Is more data better? This question has spelled the end of countless AI projects. Common sense tells us that, yes, more data allows the model to fit our problem better. This is the problem currently plaguing OpenAI’s ChatGPT. This model has famously been trained on, among other things, public web pages. The data quality issue presents itself immediately: “public web pages” do not always contain an absolute truth. This is compounded by the fact that ChatGPT is starting to be trained on its own output, as public web pages begin to integrate AI-generated content. We are learning the answer to the initial question the hard way: no, better data is better–not more data. We should focus on using quality data as our input, not a high volume of data.

Big Data

We’ve been referring to this idea of “big data” for a while, but what is it exactly? Google defines it as “extremely large and diverse collections of structured, unstructured, and semi-structured data that continues to grow exponentially over time.” Now the repeated data quality issues with big data become evident; there is no mention of the data quality. This isn’t to say that big data is indifferent to data quality. Recently, there’s been a greater push towards enforcing data quality. This sentiment is echoed by the EU AI Act: “high-quality data and access to high-quality data plays a vital role in providing structure and in ensuring the performance of many AI systems.” So, what is data quality? How do we enforce it?

Data quality

Firstly, this shift to quality data necessitates organizations to determine what data quality means. We do have the guidance from international standards in this respect. The ISO/IEC 25024:2015 standard defines data quality as: “the degree to which the data characteristics satisfy stated and implied needs when used under specified conditions.” These characteristics are typically left ambiguous, but agreed-upon characteristics are:

Provenance – the origin of the data: was this from a provider? Was the data scraped? Measured? If so, how reliable are the sensors?
Metadata – data about data: documentation about the data format, provenance, and the various features.
Representability – how well does the dataset represent the actual problem?
Completeness – are there missing entries? Incorrect entries? Does the data suit our task?

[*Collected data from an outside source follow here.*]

PR #192, opened 2021-04-14
adjust build scripts for building all-in-one image

johnlanni:
#### What type of PR is this?
/kind feature

we can use the all-in-one image in erda's self CICD pipeline.


build/dockerfiles/Dockerfile-all
```diff
@@ -0,0 +1,28 @@
...
+RUN mkdir -p "$GOPATH/src/github.com/erda-project/erda/"
+COPY . "$GOPATH/src/github.com/erda-project/erda/"
+WORKDIR "$GOPATH/src/github.com/erda-project/erda/"
+
+RUN make build-all
+
+ARG BASE_DOCKER_IMAGE
+FROM ${BASE_DOCKER_IMAGE}
+
+RUN apk add --no-cache jq
```
innerpeacez, line 13: why install jq?

johnlanni: let @recallsong explain it

Effet: there's a temporary solution:
aim to boost speed of api-test, we make api-test runs in same process as the pipeline.

so jq called by pipeline directly...

and we are proposing the final solution, will be fixed in the next iteration.

luoyuctl: @recallsong

innerpeacez: > there's a temporary solution:
> aim to boost speed of api-test, we make api-test runs in same process as the pipeline.
> 
> we use jq to achieve some function like value-extracting, assertion... so jq called by pipeline directly...
> 
> and we are proposing the final solution, will be fixed in the next iteration.

got it

recallsong (approved):

PR #197, opened 2021-04-15
cron task to clean up the repository

kakj-go:
#### What type of PR is this?
feature

If you do not clean up the git warehouse regularly, too long a time will cause the access to the warehouse to time out


modules/gittar/pkg/gc/gc.go
```diff
@@ -0,0 +1,112 @@
...
+	wait.Wait()
+}
+
+// execute the git gc command and print the returned information or error
+func doGcCommand(path string) {
+	// remove spaces to prevent injection attacks
+	path = strings.Replace(path, " ", "", -1)
+	cmd := exec.Command("sh", "-c", "cd '"+path+"' && git gc")
+	logrus.Infof("gc: start gc path: %v", path)
+	stdout, err := cmd.StdoutPipe()
```
sfwn, line 92: how to handle stderr?

modules/gittar/pkg/gc/gc.go
```diff
@@ -0,0 +1,112 @@
...
+	"os/exec"
+	"strings"
+
+	"github.com/erda-project/erda/modules/gittar/pkg/limit_sync_group"
+	"github.com/erda-project/erda/pkg/cron"
+	"github.com/sirupsen/logrus"
+)
+
+// all gittar repository root address
+const repositoryRootAddr = "/repository"
```
sfwn, line 28: Get repositoryRootAddress from config.
If someone changes the root addr one day, it is easy for him to be unclear about the gc configuration, leading to a mismatch.

modules/gittar/pkg/limit_sync_group/group.go
```diff
@@ -0,0 +1,43 @@
...
+// along with this program. If not, see <http://www.gnu.org/licenses/>.
+
+package limit_sync_group
+
+import "sync"
+
+// encapsulate sync.WaitGroup
+// realize a controllable number of WaitGroup
+type limitSyncGroup struct {
+	c  chan struct{}
```
sfwn, line 21: use buffered channel is enough.

sfwn (changes requested):

modules/gittar/pkg/gc/gc.go
```diff
@@ -0,0 +1,112 @@
...
+
+// gc repository concurrent number
+const concurrentNum = 1
+
+// gc repository cron time
+const cronExpression = "0 0 1 * * ?"
```
QvodSoldier, line 34: do we need get cron expresssion from config? Maybe there were some scenes need different gc cycle

QvodSoldier:
I found git gc have a --auto options [git gc](https://git-scm.com/docs/git-gc), but i don't sure is right for us, i think we can use this fix for now.

PR #209, opened 2021-04-17
I saved gittar's life

QvodSoldier:
#### What type of PR is this?
/kind bug

our dockerfile has changed, gittar's workdir is not in the "/", but volume is still mount on "/"

#### Specified Reivewers:
/assgin @Effet @sfwn


modules/gittar/conf/conf.go
```diff
@@ -22,7 +22,7 @@ import (
 
 // Conf 定义配置对象.
 type Conf struct {
-	RepoRoot        string `env:"GITTAR_REPOSITORY_ROOT" default:"./repository"`
+	RepoRoot        string `env:"GITTAR_REPOSITORY_ROOT" default:"/repository"`
```
sfwn, line 25: check bind in version's dice.yml

QvodSoldier: image

yeah, it was mounted on the root path

sfwn (approved):

PR #249, opened 2021-04-26
Fix: Request error rate calculation error

innerpeacez:
- [x]  fix request error rate calculation error
- [x]  i18n


liuhaoyang (approved):
/lgtm

PR #262, opened 2021-04-27
Make org auth compatible with multiple root domain

shuofan:
#### What type of PR is this?
feature

Make org auth compatible with multiple root domain

Fixes #

#### Specified Reivewers:
@Effet 

#### Does this PR introduce a user-facing change?

```release-note

```

```docs

```

### DIFF
--- a/modules/cmdb/services/org/org.go
+++ b/modules/cmdb/services/org/org.go
@@ -494,17 +494,19 @@ func (o *Org) GetOrgByDomain(domain string) (*model.Org, error) {
 	if domain != "" && conf.OrgWhiteList[domain] {
 		return nil, nil
 	}
-	suf := strutil.Concat(".", conf.RootDomain())
-	domain_and_port := strutil.Split(domain, ":", true)
-	domain = domain_and_port[0]
-	if !strutil.HasSuffixes(domain, suf) {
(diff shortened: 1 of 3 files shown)


modules/cmdb/services/org/org.go
```diff
@@ -494,17 +494,19 @@ func (o *Org) GetOrgByDomain(domain string) (*model.Org, error) {
...
-	suf := strutil.Concat(".", conf.RootDomain())
-	domain_and_port := strutil.Split(domain, ":", true)
-	domain = domain_and_port[0]
-	if !strutil.HasSuffixes(domain, suf) {
-		return nil, apierrors.ErrGetOrg.NotFound()
-	}
-	orgName := strutil.TrimSuffixes(domain, suf)
-	if strutil.HasSuffixes(orgName, "-org") {
-		orgName = strutil.TrimSuffixes(orgName, "-org")
+	for _, rootDomain := range conf.RootDomainList() {
```
sfwn, line 497: Split to a new method and add unit test please.

sfwn (changes requested):

modules/cmdb/services/org/org.go
shuofan: done

sfwn (approved):

PR #265, opened 2021-04-27
cron task to clean up the repository

kakj-go:
#### What type of PR is this?

feature

If you do not clean up the git warehouse regularly, too long a time will cause the access to the warehouse to time out

### DIFF
--- a/modules/gittar/pkg/gc/gc.go
+++ b/modules/gittar/pkg/gc/gc.go
@@ -1,0 +1,105 @@
+// Copyright (c) 2021 Terminus, Inc.
+//
+// This program is free software: you can use, redistribute, and/or modify
+// it under the terms of the GNU Affero General Public License, version 3
+// or later ("AGPL"), as published by the Free Software Foundation.
+//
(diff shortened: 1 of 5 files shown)


modules/gittar/pkg/gc/gc.go
```diff
@@ -0,0 +1,105 @@
...
+	"strings"
+
+	"github.com/erda-project/erda/modules/gittar/conf"
+	"github.com/erda-project/erda/modules/gittar/pkg/limit_sync_group"
+	"github.com/erda-project/erda/pkg/cron"
+	"github.com/sirupsen/logrus"
+)
+
+// all gittar repository root address
+var repositoryRootAddr = "/repository"
```
sfwn, line 29: use conf.RepoRoot is better ?

sfwn (changes requested):

modules/gittar/pkg/gc/gc.go
sfwn: ok i saw in line 45.

sfwn (approved):

PR #266, opened 2021-04-28
The scheduler doesn't delete namespace when set retainNamespace is true

Muzry:
#### What type of PR is this?
/kind bug

feat(prefix): change dice prefix to erda

Fixes #

#### Specified Reivewers:
/assgin @luobily


luobily (dismissed):
lgtm

luobily (approved):

PR #269, opened 2021-04-28
bug fix snippetConfig name or source same like will lost yml

kakj-go:
#### What type of PR is this?
bugfix

bug fix snippetConfig name or source same like will lost yml


modules/pipeline/services/pipelinesvc/snippet.go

Next, we must determine the steps to ensure data quality. The ISO/IEC 42001 standard is primarily a management system standard, but it does define a control (measure to modify risk) for data quality. The control suggests at least the following characteristics:

Suitability – “the organization should ensure that the data are suitable for its intended purpose”
Impact of bias – “the organization should consider the impact of bias on system performance and system fairness and make such adjustments as necessary”

If the organization deems additional characteristics necessary, they can be determined and documented by the organization. The ISO/IEC 5259 standard should also be considered for additional characteristics of data quality and data quality processes. With the implementation of these controls, we can ensure that big data systems are compliant with data quality requirements, like those in the EU AI Act.

“Bad data” vs. “Good data”

Let’s look at how “bad data” can affect an AI system. Namely with the release of GPT-4o, there have been concerns with the model vocabulary in certain languages. Tianle Cai, a PhD student at Princeton University, found that out of the 100 longest Chinese tokens, only 3 were common enough to be used in everyday conversation. The remaining 97? All common in gambling, pornography, and scamming. Other languages did not exhibit this issue; they contain vocabulary reflective of news articles and other literature. OpenAI did not respond publicly to this incident, so we can only speculate on the root cause. A model learns its vocabulary from its training data, so that seems to imply that the Chinese training data contained a plethora of inappropriate content.

What impact does this have on ChatGPT? Users were able to jailbreak the AI system, generate inappropriate responses, and generate unrelated “garbage” responses. Most of these issues could’ve been avoided by analyzing the data provenance. For example, if the data comes from an inappropriate source (website in this case), it must be cleaned or prevented from being used.

This isn’t to say the ideas and technologies behind big data are inherently harmful. Indeed, they only grow in importance as the value of data rises. It seems like other technologies; big data didn’t look before it leaped. Reflecting on ChatGPT, it seems the sensible thing to do would be to slow down. In this case, OpenAI would have benefited from finding better data–not more data.